__Problem to solve__. In the records that follow, find each line containing "passed" and copy it.

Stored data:
────

PR #335, opened 2015-08-04
Add "ceph-deploy repo" command

trhoden:
This introduces a new `ceph-deploy repo` set of commands.

You can use `ceph-deploy repo` to create or delete repo files by name.  The repo details can be passed in my `--gpg-url` and `--repo-url`.  Note that for RPM systems, this command only supports the basic "ceph" template -- meaning that it will always put three entries into a single `.repo` file for [ceph], [ceph-noarch], and [ceph-source].

We could potentially swap this out for the more flexible custom/arbitrary repo definitions if that is deemed worthwhile.  Even if we think that it might be, let's talk about it because I don't want to **not** be able to switch to it later for backwards compatibility reasons because we didn't start that way.

I haven't tested yet that this works when reading repos from `cephdeploy.conf`.  I need to check that next.  I did test that `--remove` worked on CentOS7 and Trusty, and that I could create valid repo definitions using `--gpg-url` and `--repo-url` on those same two distros.

Another future TODO is to add support for reading the repo/gpg URL from env vars (as is done in another place of the code) so that security conscious users can use those to input URLs that use HTTP basic auth (e.g. https://{user}:{password}@fqdn/repo/....).

### DIFF
--- a/ceph_deploy/repo.py
+++ b/ceph_deploy/repo.py
@@ -1,0 +1,50 @@
+import logging
+
+from ceph_deploy.cliutil import priority
+
+
+LOG = logging.getLogger(__name__)
+
+
+def repo(args):
+    pass
+
+
+@priority(70)
+def make(parser):
+    """
+    Repo definition management
+    """
+
+    parser.add_argument(
+        'repo_name',
+        metavar='REPO-NAME',
+        help='Name of repo to manage.  Can match an entry in cephdeploy.conf'
+    )
+
+    parser.add_argument(
+        '--repo-url',
+        help='a repo URL that mirrors/contains Ceph packages'
+    )
+
+    parser.add_argument(
+        '--gpg-url',
+        help='a GPG key URL to be used with custom repos'
+    )
+
+    parser.add_argument(
+        '--remove', '--delete',
+        action='store_true',
+        help='remove repo definition on remote host'
+    )
+
+    parser.add_argument(
+        'host',
+        metavar='HOST',
+        nargs='+',
+        help='host(s) to install on'
+    )
+
+    parser.set_defaults(
+        func=repo
+    )
--- a/ceph_deploy/repo.py
+++ b/ceph_deploy/repo.py
@@ -7,6 +7,47 @@ from ceph_deploy.cliutil import priority
 LOG = logging.getLogger(__name__)
 
 
+def install_repo(distro, args, cd_conf, rlogger):
+    if args.repo_name in cd_conf.get_repos():
+        LOG.info('will use repository %s from ceph-deploy config', args.repo_name)
+        options = dict(cd_conf.items(args.repo_name))
+        extra_repos = cd_conf.get_list(args.repo_name, 'extra-repos')
+        try:
+            repo_url = options.pop('baseurl')
+            gpg_url = options.pop('gpgkey', None)
+        except KeyError as err:
+            raise RuntimeError(
+                'missing required key: %s in config section: %s' % (err, args.repo_name)
+            )
+    else:
+        repo_url = args.repo_url
+        gpg_url = args.gpg_url
+        extra_repos = []
+
+    repo_url = repo_url.strip('/')  # Remove trailing slashes
+    distro.packager.add_repo(
+        args.repo_name,
+        repo_url,
+        gpg_url=gpg_url
+    )
+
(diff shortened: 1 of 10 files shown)


ceph_deploy/repo.py
```diff
@@ -0,0 +1,112 @@
...
+    if args.repo_name in cd_conf.get_repos():
+        LOG.info('will use repository %s from ceph-deploy config', args.repo_name)
+        options = dict(cd_conf.items(args.repo_name))
+        extra_repos = cd_conf.get_list(args.repo_name, 'extra-repos')
+        try:
+            repo_url = options.pop('baseurl')
+            gpg_url = options.pop('gpgkey')
+        except KeyError as err:
+            raise RuntimeError(
+                'missing required key: %s in config section: %s' % (err, args.repo_name)
```
alfredodeza: it is awesome that you are taking the time to properly return meaningful error responses. Thank you.

ceph_deploy/util/pkg_managers.py
```diff
@@ -206,6 +210,18 @@ def clean(self):
         """Clean metadata/cache"""
         raise NotImplementedError()
 
+    def add_repo_gpg_key(self, url):
+        """Add given GPG key for repo verification"""
+        raise NotImplementedError()
+
+    def add_repo(self, name, url, gpg_url):
```
alfredodeza: to avoid the problem of future backward incompatibility I would just slap a `**kw` here and pass in name, url, gpg_url, and anything else as keyword arguments. That way you can use what you are being passed in today, but you are allowing passing more later without having to change the signature (and possibly making it look odd)

ceph_deploy/util/templates.py
```diff
@@ -1,7 +1,6 @@
 
 
-ceph_repo = """
-[ceph]
```
alfredodeza: good catch

ceph_deploy/repo.py
trhoden: Thank yourself!  It's a direct lift from: https://github.com/ceph/ceph-deploy/blob/master/ceph_deploy/install.py#L246

I'm hopeful to eventually be able to make the `install --repo` code use this `repo` code directly.

ceph_deploy/util/pkg_managers.py
trhoden: Are you saying to handle the existing positional args args inside `**kw` instead?

Adding `**kw` seems like a good idea.  My personal preference is to make *required* args be clear/obvious by making them positional.  But it is just that -- a personal preference.  So I would lobby for adding `**kw` and leaving the existing ones.  What say you?  :)

ceph_deploy/util/templates.py
trhoden: The suse/zypper one had already been changed, and I looked at it and said 'why is that one funny?'.  Then I ran the code and it was a 'duh' moment.  :)

ktdreyer:
The split between "ceph" and "ceph-noarch" is something that happened log ago and there's no technical reason to maintain such a split today. Ideally we would ship all noarch packages into the respective binary locations (ie, copy all noarch packages to `/x86_64/` and `/i686/` and `/arm/`, etc.)

Removing "ceph-noarch" is going to require some non-trivial buildsystem changes and it's really far down on my todo list. But eventually we should remove it to make it easier for users.

You'd mentioned backwards-compatibility and that's the only thing that came to my mind here.

I guess once we drop "ceph-noarch" in the build system, we'll just remove it from ceph-deploy too.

────

__Answer section__.
You can use `ceph-deploy repo` to create or delete repo files by name.  The repo details can be passed in my `--gpg-url` and `--repo-url`.  Note that for RPM systems, this command only supports the basic "ceph" template -- meaning that it will always put three entries into a single `.repo` file for [ceph], [ceph-noarch], and [ceph-source].
alfredodeza: to avoid the problem of future backward incompatibility I would just slap a `**kw` here and pass in name, url, gpg_url, and anything else as keyword arguments. That way you can use what you are being passed in today, but you are allowing passing more later without having to change the signature (and possibly making it look odd)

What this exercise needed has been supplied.